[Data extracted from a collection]
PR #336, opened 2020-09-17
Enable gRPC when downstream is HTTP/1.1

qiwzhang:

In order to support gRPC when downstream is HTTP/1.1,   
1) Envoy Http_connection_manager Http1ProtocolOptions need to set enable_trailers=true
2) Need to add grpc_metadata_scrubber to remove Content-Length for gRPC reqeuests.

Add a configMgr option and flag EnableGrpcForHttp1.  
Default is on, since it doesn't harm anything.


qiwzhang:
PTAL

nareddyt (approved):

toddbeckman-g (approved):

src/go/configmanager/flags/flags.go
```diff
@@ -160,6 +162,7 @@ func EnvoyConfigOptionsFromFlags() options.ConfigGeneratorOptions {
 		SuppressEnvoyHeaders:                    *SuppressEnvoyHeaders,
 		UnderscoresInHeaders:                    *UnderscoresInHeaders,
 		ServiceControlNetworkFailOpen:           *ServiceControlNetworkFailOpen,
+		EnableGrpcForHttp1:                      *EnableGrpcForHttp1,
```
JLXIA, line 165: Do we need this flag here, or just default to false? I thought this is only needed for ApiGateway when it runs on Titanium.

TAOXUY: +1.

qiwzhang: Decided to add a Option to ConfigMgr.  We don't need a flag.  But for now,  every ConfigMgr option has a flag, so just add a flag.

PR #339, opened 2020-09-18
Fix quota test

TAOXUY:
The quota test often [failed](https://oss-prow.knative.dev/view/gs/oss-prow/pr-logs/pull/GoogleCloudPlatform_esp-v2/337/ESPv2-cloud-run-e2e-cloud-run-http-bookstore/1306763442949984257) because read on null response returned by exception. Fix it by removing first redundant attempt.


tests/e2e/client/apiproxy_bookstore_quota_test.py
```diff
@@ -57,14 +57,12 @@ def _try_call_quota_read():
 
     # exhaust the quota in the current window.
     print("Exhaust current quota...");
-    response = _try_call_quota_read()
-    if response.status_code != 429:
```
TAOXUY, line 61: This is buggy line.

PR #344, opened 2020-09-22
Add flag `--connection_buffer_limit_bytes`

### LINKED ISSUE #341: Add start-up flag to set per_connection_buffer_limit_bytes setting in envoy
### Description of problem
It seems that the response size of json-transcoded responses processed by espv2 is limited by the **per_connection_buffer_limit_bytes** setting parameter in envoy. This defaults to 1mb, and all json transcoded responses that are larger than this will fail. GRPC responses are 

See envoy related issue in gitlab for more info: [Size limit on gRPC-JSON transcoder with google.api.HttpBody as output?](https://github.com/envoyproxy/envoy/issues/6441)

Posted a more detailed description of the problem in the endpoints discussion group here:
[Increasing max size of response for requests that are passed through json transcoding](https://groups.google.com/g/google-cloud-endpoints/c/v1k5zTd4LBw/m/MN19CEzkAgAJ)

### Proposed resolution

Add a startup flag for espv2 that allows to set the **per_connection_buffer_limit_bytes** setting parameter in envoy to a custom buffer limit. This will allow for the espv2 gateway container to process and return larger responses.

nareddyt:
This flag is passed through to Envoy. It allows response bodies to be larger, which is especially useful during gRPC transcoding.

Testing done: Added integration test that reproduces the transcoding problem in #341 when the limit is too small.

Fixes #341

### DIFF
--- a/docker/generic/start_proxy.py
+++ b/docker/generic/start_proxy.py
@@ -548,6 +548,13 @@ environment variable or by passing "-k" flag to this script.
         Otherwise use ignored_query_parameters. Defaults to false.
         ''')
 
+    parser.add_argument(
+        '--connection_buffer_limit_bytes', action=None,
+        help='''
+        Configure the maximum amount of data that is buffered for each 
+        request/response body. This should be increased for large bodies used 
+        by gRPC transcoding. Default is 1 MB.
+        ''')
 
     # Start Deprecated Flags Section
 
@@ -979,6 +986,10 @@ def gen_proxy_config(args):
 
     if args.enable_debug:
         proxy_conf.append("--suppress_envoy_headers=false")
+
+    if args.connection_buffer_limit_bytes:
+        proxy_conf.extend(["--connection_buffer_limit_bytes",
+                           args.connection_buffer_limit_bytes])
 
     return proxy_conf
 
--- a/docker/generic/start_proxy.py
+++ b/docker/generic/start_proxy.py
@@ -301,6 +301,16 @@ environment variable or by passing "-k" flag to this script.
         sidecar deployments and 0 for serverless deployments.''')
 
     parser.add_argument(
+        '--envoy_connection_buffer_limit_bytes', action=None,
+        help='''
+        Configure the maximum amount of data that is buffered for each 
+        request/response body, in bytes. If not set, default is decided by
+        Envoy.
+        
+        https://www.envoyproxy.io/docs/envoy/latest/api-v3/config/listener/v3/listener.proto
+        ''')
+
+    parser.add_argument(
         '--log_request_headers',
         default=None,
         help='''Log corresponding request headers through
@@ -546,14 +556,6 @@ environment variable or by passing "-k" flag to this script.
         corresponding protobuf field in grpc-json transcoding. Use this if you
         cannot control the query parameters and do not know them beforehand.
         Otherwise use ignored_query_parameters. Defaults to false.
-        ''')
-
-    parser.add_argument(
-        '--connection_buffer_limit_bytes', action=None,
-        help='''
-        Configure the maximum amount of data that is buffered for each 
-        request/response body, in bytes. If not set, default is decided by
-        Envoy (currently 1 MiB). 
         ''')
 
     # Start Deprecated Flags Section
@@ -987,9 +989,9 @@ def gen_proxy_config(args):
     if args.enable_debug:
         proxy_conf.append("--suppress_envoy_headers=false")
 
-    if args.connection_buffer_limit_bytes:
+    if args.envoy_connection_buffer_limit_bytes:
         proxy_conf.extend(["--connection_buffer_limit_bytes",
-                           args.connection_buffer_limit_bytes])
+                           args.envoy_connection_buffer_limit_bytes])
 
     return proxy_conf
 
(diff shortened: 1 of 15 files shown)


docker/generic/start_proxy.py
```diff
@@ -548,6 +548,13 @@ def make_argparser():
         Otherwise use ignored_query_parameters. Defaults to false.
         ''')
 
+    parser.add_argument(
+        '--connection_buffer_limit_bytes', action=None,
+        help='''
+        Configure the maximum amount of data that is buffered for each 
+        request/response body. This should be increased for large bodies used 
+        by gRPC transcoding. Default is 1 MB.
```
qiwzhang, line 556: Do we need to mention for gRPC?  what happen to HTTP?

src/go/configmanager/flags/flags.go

▶ **Exercise objective**:
Reprint the data above from the opening line to the line holding "2) Need to add", inclusive, and nothing else.

▶ **Finished task**:
PR #336, opened 2020-09-17
Enable gRPC when downstream is HTTP/1.1

qiwzhang:

In order to support gRPC when downstream is HTTP/1.1,   
1) Envoy Http_connection_manager Http1ProtocolOptions need to set enable_trailers=true
2) Need to add grpc_metadata_scrubber to remove Content-Length for gRPC reqeuests.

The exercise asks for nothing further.